__INSTRUCTIONS FOR THE TASK__. Once you have counted the lines below that contain "commits", give that number and nothing else.

'''

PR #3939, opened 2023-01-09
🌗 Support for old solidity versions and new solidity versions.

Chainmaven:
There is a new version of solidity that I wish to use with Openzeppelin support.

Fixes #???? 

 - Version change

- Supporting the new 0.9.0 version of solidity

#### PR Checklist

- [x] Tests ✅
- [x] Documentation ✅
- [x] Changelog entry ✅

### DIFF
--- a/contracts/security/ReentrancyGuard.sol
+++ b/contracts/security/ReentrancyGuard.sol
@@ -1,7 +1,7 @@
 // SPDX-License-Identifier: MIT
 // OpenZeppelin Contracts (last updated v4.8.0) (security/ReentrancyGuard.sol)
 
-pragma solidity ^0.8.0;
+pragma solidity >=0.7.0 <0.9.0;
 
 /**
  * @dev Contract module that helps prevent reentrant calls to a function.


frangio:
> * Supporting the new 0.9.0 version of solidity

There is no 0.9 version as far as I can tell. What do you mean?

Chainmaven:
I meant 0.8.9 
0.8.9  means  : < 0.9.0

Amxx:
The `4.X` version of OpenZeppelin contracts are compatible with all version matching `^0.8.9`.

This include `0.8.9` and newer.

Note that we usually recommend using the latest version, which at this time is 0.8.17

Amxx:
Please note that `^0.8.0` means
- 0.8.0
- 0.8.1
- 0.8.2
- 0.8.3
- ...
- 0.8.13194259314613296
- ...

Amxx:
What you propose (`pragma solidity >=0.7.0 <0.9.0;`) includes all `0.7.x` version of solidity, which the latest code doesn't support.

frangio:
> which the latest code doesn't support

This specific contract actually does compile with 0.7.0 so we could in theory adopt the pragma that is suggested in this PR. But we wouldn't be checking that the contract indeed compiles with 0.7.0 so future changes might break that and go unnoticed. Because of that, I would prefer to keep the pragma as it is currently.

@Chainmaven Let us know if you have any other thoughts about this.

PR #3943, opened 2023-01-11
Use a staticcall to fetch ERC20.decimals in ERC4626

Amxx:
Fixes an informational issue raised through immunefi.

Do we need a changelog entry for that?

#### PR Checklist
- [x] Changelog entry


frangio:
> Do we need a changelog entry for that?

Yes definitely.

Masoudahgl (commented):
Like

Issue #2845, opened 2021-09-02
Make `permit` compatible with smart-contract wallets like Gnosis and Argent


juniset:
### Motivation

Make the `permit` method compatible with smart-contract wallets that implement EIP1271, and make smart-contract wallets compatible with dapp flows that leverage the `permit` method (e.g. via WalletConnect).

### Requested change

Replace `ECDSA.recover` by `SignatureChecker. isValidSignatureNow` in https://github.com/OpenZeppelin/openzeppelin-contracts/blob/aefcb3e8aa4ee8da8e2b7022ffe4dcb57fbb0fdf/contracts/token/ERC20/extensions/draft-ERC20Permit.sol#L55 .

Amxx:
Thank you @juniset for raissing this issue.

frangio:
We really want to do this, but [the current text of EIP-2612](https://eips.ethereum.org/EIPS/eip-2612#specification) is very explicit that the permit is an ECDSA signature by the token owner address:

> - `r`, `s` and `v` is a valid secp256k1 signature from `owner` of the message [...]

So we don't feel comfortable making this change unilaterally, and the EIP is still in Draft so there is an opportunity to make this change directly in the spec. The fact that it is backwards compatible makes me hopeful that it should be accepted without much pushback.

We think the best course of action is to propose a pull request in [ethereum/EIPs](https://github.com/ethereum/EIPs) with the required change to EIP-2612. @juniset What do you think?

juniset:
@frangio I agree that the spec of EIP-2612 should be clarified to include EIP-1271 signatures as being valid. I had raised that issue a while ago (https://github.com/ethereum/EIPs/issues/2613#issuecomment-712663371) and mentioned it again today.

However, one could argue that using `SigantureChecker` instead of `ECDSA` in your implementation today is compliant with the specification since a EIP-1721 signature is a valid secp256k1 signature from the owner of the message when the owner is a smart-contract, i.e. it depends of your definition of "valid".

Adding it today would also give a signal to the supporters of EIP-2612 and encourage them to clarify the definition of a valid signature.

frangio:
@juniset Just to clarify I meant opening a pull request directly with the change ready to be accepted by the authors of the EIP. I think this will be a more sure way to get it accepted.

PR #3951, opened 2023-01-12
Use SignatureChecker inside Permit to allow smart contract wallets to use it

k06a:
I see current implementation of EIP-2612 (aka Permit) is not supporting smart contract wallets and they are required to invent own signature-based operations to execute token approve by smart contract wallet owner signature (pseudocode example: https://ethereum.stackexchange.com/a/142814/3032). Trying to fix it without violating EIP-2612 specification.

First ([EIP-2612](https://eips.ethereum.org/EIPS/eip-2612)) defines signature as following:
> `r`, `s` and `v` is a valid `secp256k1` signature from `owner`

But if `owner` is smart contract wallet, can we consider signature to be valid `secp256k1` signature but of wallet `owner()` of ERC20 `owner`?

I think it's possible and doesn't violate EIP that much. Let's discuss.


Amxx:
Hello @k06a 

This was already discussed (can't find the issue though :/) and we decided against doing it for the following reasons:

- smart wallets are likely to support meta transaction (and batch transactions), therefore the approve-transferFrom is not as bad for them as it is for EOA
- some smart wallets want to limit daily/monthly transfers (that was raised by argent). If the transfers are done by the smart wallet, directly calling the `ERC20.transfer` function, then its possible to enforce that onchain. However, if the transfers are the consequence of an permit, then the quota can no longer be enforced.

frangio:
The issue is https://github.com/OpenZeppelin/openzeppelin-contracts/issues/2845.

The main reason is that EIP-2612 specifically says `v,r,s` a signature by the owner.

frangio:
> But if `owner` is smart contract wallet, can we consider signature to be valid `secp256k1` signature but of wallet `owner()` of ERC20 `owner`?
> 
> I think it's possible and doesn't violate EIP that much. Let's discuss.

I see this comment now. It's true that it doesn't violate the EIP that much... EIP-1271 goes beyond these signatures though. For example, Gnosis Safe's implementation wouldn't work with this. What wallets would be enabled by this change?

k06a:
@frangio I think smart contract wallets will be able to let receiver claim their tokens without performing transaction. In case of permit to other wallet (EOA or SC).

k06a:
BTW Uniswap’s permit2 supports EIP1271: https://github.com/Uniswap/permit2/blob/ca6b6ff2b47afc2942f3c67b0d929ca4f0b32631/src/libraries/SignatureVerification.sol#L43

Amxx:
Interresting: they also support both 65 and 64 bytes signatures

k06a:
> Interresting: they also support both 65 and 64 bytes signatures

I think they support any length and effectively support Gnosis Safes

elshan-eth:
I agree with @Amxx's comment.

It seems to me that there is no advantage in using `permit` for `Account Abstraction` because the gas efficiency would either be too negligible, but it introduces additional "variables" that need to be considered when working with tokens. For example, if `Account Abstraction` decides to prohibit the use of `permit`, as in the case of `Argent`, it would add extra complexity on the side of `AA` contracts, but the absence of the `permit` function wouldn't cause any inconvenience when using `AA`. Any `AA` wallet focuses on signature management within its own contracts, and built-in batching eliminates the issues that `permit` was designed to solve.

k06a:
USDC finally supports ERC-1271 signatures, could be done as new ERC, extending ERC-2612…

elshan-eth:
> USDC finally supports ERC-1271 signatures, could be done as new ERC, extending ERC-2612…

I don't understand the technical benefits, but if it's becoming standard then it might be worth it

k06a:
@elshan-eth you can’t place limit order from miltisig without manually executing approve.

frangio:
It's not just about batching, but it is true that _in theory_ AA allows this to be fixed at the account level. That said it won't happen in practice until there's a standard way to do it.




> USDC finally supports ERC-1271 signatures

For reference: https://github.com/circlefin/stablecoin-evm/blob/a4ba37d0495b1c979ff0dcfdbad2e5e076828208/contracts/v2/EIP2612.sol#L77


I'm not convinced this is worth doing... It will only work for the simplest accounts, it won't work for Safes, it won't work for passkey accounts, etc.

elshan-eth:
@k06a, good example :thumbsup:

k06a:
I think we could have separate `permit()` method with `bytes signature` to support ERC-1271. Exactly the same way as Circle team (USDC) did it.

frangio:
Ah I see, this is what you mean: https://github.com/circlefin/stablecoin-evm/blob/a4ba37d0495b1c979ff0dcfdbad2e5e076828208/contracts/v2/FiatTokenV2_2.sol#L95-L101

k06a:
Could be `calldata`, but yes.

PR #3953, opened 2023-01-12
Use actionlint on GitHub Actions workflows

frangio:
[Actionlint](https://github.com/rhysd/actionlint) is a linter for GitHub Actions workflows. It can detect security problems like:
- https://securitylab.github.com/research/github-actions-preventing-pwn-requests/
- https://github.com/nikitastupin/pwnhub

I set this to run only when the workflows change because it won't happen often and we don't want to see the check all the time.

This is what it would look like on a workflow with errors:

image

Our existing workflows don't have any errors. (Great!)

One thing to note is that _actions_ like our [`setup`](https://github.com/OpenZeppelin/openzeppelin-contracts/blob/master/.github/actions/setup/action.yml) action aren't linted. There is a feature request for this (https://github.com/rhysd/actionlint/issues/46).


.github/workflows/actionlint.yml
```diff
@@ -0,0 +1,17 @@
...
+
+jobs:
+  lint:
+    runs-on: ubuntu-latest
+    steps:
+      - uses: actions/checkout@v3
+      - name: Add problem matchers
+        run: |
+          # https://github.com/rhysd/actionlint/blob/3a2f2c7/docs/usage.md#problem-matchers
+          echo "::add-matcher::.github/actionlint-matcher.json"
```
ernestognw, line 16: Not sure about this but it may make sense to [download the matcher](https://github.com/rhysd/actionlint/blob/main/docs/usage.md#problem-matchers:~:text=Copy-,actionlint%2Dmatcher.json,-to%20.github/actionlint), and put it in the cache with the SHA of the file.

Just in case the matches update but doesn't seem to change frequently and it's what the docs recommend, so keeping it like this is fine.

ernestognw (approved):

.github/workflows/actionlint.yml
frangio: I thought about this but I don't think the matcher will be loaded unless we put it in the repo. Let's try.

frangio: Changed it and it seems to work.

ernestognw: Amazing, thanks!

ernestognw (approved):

'''
'''

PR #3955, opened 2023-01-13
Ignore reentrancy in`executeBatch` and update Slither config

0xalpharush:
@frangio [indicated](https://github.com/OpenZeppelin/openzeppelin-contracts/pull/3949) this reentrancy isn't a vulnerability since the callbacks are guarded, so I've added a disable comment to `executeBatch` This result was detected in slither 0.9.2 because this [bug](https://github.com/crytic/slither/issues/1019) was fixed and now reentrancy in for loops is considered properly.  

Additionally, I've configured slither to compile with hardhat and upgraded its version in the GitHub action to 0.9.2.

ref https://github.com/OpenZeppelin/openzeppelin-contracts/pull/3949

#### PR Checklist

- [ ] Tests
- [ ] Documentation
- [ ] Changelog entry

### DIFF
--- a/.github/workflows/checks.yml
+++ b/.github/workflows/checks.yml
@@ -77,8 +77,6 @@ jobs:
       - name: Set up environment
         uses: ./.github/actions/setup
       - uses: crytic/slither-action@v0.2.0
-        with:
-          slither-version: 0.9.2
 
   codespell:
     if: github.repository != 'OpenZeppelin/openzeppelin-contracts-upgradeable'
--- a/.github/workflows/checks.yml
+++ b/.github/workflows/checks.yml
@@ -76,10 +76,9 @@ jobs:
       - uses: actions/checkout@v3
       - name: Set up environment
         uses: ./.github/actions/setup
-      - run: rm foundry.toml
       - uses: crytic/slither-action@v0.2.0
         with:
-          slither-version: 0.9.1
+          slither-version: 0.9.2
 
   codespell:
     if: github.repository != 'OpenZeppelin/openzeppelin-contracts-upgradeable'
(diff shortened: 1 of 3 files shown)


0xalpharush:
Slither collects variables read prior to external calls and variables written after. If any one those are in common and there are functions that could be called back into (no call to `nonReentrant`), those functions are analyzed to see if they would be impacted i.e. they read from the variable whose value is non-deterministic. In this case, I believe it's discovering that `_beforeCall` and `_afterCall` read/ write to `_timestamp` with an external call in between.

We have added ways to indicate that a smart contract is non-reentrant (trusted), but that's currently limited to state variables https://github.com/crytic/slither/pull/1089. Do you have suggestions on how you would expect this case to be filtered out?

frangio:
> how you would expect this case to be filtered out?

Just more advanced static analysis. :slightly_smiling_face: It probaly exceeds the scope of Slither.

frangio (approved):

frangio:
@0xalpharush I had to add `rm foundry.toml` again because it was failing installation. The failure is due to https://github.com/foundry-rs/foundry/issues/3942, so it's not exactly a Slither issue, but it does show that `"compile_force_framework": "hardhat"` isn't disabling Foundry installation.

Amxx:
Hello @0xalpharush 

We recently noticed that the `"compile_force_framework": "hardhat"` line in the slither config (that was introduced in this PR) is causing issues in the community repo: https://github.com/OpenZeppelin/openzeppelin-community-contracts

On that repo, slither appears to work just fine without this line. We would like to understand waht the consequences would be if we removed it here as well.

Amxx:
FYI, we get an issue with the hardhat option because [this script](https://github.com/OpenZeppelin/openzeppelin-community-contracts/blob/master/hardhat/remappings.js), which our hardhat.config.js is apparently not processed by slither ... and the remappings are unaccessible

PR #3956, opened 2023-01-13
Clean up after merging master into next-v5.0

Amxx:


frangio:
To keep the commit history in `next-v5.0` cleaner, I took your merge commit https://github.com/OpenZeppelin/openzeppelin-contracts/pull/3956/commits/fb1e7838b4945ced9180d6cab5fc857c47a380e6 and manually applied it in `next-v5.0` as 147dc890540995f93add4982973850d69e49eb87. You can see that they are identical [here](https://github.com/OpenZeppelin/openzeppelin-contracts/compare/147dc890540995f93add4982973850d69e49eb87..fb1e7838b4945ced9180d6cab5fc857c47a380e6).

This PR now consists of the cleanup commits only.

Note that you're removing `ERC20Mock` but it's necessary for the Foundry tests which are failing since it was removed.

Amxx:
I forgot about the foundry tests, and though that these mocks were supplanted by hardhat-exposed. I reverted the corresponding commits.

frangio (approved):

'''
'''

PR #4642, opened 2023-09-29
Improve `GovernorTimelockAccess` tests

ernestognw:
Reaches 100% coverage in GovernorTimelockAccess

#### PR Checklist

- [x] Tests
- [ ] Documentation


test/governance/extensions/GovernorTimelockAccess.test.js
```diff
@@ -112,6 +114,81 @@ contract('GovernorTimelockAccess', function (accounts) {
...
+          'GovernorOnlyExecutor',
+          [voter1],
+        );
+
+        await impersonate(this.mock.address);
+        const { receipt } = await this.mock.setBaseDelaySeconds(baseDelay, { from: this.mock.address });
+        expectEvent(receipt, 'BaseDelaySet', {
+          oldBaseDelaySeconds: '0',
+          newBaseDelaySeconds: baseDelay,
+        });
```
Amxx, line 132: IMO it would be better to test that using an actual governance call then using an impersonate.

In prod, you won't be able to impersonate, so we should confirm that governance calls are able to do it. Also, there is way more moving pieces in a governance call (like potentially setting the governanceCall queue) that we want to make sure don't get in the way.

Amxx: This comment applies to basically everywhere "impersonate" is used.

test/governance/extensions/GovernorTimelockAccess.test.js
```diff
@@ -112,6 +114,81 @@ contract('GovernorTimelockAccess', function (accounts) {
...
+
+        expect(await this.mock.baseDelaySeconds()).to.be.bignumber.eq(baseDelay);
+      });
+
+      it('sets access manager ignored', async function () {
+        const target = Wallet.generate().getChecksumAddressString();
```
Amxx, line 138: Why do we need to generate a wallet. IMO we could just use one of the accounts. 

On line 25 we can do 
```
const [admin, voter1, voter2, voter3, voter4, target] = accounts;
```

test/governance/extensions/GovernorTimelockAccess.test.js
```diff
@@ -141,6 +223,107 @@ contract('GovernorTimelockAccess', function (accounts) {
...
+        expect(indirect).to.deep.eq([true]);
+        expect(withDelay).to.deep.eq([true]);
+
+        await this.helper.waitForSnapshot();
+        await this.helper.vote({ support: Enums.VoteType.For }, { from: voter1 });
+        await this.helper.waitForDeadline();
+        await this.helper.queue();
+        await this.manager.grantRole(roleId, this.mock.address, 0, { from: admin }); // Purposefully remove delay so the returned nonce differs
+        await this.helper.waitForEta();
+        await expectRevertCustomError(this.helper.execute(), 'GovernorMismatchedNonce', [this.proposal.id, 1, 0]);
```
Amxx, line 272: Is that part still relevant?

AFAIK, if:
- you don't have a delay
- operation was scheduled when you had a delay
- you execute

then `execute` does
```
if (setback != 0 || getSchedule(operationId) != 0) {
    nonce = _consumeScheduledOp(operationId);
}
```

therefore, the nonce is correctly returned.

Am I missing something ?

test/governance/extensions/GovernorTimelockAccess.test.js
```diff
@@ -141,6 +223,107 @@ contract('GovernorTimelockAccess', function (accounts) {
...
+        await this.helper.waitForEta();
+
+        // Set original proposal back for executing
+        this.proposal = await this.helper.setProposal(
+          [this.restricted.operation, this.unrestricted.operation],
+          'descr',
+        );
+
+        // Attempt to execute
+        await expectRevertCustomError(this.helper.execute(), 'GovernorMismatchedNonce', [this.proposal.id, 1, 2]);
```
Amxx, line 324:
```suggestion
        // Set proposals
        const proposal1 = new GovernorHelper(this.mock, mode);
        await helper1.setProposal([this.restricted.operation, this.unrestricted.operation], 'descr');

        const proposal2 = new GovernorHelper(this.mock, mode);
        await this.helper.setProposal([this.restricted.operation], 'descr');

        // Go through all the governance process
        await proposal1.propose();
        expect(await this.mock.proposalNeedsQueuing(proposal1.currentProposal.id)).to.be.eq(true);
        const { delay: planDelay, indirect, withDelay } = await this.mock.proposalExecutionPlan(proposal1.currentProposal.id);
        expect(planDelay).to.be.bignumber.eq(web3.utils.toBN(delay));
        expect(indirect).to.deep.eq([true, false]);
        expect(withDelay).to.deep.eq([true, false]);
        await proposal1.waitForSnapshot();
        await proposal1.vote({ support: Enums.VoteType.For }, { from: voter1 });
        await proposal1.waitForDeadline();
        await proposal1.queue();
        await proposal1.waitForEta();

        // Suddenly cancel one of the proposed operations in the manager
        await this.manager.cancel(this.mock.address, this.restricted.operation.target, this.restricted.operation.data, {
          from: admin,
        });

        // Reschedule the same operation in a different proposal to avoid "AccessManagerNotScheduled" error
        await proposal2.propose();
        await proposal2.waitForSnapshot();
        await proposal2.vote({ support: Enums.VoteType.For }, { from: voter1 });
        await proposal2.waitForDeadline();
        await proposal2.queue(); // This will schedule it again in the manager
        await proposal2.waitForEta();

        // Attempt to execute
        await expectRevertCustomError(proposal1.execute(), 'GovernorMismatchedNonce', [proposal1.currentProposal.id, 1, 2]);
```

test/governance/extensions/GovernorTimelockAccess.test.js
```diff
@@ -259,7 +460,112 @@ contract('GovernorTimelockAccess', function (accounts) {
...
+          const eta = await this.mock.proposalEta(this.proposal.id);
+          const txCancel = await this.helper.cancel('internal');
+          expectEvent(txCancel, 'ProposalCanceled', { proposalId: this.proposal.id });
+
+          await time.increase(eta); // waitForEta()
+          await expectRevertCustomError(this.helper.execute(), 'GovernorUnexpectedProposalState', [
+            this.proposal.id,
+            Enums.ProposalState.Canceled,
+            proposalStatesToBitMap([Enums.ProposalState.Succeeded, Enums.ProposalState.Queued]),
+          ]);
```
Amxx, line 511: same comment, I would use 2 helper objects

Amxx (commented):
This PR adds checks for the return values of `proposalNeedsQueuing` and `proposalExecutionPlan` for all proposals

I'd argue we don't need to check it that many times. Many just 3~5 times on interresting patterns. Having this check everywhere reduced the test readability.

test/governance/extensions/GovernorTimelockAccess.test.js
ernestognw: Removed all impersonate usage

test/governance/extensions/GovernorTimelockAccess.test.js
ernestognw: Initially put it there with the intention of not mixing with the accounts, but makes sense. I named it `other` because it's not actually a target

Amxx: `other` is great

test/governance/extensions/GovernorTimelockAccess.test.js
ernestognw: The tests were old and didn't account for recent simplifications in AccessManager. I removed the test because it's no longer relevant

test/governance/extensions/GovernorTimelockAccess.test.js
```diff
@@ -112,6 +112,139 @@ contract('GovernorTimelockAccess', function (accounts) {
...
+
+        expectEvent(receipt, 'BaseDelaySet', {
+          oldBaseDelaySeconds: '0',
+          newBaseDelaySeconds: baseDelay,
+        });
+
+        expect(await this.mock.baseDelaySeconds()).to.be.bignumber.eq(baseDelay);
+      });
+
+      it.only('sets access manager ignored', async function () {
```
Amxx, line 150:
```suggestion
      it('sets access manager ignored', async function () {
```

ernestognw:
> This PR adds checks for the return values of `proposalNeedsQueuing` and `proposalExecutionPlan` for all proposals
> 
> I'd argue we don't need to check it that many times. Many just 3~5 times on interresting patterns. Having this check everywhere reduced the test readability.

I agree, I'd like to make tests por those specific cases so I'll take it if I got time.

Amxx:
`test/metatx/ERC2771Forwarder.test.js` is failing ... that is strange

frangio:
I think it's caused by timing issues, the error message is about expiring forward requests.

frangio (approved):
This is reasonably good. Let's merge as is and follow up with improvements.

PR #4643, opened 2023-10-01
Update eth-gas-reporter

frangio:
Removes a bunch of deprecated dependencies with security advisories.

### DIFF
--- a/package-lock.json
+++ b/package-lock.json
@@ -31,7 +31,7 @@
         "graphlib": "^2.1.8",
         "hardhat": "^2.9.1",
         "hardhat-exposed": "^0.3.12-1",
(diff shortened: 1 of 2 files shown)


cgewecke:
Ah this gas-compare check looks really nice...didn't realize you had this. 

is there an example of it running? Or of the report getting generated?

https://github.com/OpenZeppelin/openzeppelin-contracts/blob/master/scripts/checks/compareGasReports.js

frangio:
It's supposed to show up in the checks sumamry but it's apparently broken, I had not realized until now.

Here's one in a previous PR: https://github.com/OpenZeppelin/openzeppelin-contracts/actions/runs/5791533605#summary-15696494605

'''

__EXPECTED ANSWER__. 3